Aim of the task: Restate the records exactly. Include all of them.

Source information:
PR #188, opened 2024-11-27
Release v0.0.7

p-snft:
This is a maintenance release to allow continued usage of oemof.thermal.


p-snft:
Only reporting to Coveralls fails.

Response box:
PR #188, opened 2024-11-27
Release v0.0.7

p-snft:
This is a maintenance release to allow continued usage of oemof.thermal.


p-snft:
Only reporting to Coveralls fails.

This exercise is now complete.